Some very brief remarks about the recent controversy regarding the deplorable homophobic statements of "Duck Dynasty" t.v. star Phil Robertson: here's a list of some commentary I've found worth reading in the past few days:
Brittney Cooper at Salon, "Evangelical Church's Ugly Truth: 'Duck Dynasty' and Christian Racists"
E.J. Dionne in Commonweal, "'Duck Dynasty,' Meet Pope Francis"
Max S. Gordon at The New Civil Rights Movement, "Phil Robertson, Suck My Duck"
John W. Martens, America, "Phil Robertson, Duck Dynasty, the Bible, and Homosexuality"
Sarah Posner for Religion Dispatches, "All Ducked Up: Reality TV, Not So Real"
Andrew Sullivan, The Dish, "Why Is It Always About Sex?"
I find the commentary in some of the preceding articles especially helpful insofar as it recognizes that there's a nexus of racist, anti-gay, and anti-women concerns among many right-wing American Christians. As several of the commentators note, Phil Robertson has a history of making deplorable remarks not only about gay folks, but also about black folks and about women.
For right-wing American Christians, it's not really all about sex, and never has been all about sex. I was raised in a conservative evangelical (Southern Baptist church) in south Arkansas not far from Phil Robertson's stomping grounds in north Louisiana--where my father's roots lie. Growing up, I never heard a single word about sexual sin or sexual matters at all in church. It wasn't until I became Catholic that I realized how large the notion of sex and sexual acts can loom in the thinking of some Christians.
It was taken for granted in the conservative evangelical circles in which I grew up that (heterosexual) men are (heterosexual) men: men are men, and will behave like men. They'll tomcat around. They'll sow their wild oats. The sexual "sins" of those men were never denounced in the evangelical culture in which I grew up. In fact, I heard more outright smut and more hair-raising accounts of sexual conquests in Sunday school, from classmates, than in any other sector of my life after I reached puberty.
This is how men are, the evangelical culture in which I was raised insisted. And when they return to the church and confess their sins, they must be welcomed with open arms, since they're now the Lord's men.

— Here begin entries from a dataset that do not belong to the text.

PR #2219, opened 2023-10-23
Main

ghost:


adriaandegroot:
I personally don't think it makes sense to snap (or containerize in any way) Calamares, but a decent PR would probably be accepted -- talk to Scarlett Moore who snaps most KDE things.

PR #2222, opened 2023-10-23

bitigchi:
Going into more complicated territory, so nitpicking is welcome!


adriaandegroot:
Now that I understand what you're doing, this is easier to review and my check is basic: "does it read ok?"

But they're still men, and that's very important in the evangelical mindset: they're real men, and their tomcatting around has proven this, in fact. It has served a useful purpose. They're the kind of men the Lord wants, because they reflect his own machismo, his muscularity as the lord and ruler of the world.
Women were not permitted similar latitude in the evangelical circles in which I grew up. While men's role was to tomcat (and to control others), women were to be subordinate, under the control of their men. Women were to be ornamental. They were expected to live for "their" men, and to reflect their men's glory in everything that they did. Their lapse in virtue--something so unimaginable it wasn't even ever really talked about--was to be taken as a statement about the men to whom they belonged, whose weakness was demonstrated if, God forbid, any of "their" women strayed from virtue.
The women who were regarded as simply there for the taking by the men with whom I grew up in conservative evangelical circles were either déclassé women or black women--and in the case of black women, that's to say that they were both beneath all other social classes and women of color, with double jeopardy and double susceptibility to being sexually molested by white men.
Racism, misogyny, heterosexism, and homophobia are intrinsically linked in the psyche of the right-wing Christian movement in the U.S. The big preoccupation driving the worldview of men like Phil Robertson is not sex per se: it's assuring male domination--the domination of white heterosexual men--over everyone these men regard as beneath them. If we fail to see the connections between these various facets of what preoccupies the Christian right and its leaders, we misunderstand what this movement is and always has been all about.
And on another note: your opinion counts. New Ways Ministry is asking folks to identify the five best and five worst news stories in the Catholic LGBTI world from the past year. I found both lists fascinating, and am glad that New Ways Ministry has undertaken this project.